PR #1264, opened 2023-08-14
Fix the report workflow annotation step, #1223 

### LINKED ISSUE #1223: Report workflow fails if project does not have any annotations
It seems like nearly all reports would have annotations, but we should probably handle for their absence.

image

njkim:
Make some Improvements on the project report workflow add-annotation step.
1. Fix the issue and also improve the ui with the case the annotation is not available, re #1223
2. Fix the issue with annotation isn't properly updated
3. Improve the step to handle multiple canvases

### DIFF
--- a/.gitignore
+++ b/.gitignore
@@ -16,6 +16,7 @@ Procfile
 afs/settings_docker.py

....

Work required => Where does the word "annotations" occur in the records? Return every line that holds it.

Response to the task =>
### LINKED ISSUE #1223: Report workflow fails if project does not have any annotations
It seems like nearly all reports would have annotations, but we should probably handle for their absence.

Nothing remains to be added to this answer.